── Materials provided
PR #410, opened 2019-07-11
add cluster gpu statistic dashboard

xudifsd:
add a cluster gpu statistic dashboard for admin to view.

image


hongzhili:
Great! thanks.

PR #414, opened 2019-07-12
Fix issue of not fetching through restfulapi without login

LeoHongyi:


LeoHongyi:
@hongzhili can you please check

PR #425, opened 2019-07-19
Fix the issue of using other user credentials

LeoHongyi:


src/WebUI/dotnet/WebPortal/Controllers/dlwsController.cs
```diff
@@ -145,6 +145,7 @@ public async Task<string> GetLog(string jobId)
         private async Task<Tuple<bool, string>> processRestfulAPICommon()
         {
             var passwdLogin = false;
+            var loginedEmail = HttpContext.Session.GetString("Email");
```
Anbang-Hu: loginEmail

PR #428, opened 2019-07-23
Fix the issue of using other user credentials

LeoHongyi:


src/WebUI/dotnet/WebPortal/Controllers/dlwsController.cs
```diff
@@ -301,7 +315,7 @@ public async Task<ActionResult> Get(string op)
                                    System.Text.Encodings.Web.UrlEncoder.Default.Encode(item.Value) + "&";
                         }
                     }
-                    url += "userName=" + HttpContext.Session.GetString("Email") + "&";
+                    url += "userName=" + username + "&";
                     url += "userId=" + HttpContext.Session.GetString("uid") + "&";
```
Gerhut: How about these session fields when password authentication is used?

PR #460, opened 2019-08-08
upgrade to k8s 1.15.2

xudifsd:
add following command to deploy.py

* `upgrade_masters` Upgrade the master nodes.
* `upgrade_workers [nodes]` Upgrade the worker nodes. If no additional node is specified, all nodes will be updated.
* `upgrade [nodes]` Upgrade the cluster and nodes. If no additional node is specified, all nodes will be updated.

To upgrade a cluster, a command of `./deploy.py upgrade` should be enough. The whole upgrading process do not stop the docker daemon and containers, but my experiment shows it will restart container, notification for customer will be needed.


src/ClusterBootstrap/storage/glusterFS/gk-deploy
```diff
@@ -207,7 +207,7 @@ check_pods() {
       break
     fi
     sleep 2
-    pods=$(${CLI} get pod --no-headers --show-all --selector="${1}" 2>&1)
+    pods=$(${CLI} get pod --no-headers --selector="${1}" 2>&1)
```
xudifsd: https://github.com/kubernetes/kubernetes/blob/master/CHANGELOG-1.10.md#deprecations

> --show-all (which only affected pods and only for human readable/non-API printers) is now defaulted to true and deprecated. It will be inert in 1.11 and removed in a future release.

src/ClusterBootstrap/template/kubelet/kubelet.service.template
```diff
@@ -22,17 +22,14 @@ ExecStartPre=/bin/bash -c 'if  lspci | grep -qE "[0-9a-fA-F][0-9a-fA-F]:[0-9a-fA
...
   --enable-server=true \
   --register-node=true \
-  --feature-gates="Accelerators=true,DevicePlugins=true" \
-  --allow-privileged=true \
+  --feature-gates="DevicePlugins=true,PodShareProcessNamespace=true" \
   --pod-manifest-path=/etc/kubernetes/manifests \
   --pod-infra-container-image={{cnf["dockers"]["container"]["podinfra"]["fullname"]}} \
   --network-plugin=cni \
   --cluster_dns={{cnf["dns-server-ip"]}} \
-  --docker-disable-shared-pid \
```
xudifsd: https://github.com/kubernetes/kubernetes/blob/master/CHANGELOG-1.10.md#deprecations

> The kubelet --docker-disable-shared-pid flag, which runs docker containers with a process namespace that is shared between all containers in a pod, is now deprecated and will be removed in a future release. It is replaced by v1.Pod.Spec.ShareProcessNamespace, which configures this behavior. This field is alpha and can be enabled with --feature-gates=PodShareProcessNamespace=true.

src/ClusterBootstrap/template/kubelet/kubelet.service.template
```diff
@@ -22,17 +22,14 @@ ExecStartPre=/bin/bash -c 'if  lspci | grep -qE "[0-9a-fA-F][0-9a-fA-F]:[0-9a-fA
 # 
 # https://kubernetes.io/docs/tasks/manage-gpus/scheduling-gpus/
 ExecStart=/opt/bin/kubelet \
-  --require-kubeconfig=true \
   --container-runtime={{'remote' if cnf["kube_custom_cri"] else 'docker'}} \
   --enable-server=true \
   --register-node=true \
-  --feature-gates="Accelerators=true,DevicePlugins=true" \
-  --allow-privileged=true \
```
────
── Materials provided
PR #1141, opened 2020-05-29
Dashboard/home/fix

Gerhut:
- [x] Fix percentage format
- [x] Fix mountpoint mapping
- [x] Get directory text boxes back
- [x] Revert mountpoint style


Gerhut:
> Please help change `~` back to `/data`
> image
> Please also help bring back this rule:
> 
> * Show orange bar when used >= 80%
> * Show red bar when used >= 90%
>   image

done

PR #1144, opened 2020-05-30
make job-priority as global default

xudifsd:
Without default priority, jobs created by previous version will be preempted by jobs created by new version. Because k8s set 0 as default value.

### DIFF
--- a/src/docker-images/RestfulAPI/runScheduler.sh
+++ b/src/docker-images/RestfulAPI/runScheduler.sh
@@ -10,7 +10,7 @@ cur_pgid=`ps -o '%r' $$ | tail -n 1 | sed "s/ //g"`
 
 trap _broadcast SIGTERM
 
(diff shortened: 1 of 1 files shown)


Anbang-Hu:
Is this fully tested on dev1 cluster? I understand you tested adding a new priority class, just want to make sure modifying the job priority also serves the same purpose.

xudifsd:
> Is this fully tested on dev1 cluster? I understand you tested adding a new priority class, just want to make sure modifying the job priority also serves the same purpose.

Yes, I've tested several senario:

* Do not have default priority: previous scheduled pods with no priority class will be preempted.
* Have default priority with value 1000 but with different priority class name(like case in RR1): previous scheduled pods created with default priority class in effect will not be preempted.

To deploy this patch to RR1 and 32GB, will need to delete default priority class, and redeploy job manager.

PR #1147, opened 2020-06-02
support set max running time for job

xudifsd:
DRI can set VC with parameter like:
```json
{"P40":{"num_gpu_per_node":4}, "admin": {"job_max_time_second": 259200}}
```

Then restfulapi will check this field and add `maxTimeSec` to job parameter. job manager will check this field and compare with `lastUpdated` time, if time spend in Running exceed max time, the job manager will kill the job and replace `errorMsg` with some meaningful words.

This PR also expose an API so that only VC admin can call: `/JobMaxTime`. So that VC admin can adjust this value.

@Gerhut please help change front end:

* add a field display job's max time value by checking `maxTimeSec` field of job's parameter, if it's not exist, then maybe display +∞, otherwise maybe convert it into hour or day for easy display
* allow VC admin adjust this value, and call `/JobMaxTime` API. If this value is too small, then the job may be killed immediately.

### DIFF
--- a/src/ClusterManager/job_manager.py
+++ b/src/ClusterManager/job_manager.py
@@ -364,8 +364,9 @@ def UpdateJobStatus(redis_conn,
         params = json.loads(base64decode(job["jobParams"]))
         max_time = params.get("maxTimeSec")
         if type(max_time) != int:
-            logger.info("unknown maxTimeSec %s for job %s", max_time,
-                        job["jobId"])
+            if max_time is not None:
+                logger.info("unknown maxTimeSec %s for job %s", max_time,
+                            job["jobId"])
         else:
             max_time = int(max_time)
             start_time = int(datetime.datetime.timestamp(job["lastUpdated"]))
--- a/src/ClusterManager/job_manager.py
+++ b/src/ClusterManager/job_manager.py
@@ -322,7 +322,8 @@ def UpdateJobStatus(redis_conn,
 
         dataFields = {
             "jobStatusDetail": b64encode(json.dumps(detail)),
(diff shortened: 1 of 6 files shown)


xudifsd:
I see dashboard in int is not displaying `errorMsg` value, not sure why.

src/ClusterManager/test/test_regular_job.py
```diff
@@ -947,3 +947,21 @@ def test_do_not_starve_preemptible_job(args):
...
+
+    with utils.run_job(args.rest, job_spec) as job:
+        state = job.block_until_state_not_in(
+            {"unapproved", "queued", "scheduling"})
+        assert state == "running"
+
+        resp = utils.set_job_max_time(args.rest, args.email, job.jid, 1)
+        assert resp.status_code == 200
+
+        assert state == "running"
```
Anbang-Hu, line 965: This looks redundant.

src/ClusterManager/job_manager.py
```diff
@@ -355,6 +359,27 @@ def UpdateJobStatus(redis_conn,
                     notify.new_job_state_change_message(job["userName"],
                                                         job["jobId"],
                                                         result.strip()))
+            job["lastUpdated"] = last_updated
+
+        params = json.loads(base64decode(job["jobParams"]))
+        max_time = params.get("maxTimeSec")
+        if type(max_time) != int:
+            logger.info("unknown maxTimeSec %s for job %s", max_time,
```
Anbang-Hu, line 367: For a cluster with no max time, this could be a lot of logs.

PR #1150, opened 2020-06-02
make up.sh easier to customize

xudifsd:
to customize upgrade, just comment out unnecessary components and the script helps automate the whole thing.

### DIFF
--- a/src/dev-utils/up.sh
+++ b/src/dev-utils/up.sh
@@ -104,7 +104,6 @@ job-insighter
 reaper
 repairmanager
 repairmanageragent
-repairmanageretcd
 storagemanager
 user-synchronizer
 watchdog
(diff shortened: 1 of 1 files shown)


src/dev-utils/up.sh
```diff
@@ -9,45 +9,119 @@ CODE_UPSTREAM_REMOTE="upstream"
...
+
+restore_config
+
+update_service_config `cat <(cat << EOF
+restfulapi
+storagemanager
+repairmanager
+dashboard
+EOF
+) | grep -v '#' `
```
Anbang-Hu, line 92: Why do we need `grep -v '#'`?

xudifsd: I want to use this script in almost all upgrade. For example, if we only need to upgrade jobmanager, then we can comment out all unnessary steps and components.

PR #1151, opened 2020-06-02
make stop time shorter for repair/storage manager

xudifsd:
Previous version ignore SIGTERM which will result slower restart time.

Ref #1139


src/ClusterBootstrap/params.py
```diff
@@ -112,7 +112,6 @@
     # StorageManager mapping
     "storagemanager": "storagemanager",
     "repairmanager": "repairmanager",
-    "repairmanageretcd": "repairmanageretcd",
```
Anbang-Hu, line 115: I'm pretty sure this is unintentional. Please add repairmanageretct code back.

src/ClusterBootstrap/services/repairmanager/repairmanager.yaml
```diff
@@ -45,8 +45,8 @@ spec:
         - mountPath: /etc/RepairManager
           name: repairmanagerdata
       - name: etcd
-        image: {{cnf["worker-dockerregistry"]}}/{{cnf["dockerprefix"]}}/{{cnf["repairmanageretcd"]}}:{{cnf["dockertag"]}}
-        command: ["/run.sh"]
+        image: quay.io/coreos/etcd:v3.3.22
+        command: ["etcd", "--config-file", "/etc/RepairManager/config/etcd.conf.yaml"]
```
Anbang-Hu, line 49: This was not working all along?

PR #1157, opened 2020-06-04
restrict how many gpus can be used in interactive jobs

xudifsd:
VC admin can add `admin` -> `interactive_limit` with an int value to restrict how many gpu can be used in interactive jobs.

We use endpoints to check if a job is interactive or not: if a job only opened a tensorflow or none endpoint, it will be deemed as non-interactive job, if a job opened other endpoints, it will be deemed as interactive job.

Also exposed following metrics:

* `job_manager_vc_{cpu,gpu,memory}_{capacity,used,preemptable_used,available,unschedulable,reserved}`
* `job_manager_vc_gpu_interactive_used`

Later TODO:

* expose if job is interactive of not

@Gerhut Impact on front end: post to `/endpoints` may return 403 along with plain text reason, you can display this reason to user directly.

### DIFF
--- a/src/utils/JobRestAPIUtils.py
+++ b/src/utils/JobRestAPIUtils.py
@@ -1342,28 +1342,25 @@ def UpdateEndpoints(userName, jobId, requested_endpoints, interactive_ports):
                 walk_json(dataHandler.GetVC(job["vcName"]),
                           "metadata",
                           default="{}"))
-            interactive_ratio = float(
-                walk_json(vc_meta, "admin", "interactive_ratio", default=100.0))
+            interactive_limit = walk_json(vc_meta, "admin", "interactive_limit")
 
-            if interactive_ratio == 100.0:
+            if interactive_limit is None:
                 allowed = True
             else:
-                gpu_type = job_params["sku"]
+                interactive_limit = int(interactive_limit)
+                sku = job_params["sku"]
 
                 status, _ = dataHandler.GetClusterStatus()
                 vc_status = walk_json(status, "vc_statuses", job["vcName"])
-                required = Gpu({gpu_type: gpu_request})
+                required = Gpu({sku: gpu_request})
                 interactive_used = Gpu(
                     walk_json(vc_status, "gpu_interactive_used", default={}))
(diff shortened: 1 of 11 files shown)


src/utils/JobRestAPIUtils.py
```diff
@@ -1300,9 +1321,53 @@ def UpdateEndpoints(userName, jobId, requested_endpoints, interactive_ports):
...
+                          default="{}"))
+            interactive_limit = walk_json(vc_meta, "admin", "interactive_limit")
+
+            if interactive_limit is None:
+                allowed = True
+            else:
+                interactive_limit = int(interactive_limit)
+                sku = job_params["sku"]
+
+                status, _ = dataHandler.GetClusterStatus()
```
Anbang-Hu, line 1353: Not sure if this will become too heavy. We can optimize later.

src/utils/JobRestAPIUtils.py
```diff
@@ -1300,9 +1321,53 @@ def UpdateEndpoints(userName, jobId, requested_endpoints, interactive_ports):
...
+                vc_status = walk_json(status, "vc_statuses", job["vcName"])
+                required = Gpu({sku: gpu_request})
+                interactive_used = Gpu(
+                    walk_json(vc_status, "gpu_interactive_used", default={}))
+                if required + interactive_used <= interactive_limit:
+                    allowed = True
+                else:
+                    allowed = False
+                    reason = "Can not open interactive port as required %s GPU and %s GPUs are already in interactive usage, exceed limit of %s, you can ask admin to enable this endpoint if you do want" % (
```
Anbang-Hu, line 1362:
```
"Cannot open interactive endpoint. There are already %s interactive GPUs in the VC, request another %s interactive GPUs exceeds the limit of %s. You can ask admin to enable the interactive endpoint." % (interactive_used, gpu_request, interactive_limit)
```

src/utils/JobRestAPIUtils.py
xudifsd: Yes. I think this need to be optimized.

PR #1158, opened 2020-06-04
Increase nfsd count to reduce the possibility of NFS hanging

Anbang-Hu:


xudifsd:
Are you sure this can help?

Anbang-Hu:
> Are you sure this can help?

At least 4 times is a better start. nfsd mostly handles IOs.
────
Set aside each line above that includes the string "shown" and report it.

Output for this task >>
(diff shortened: 1 of 1 files shown)
(diff shortened: 1 of 6 files shown)
(diff shortened: 1 of 1 files shown)
(diff shortened: 1 of 11 files shown)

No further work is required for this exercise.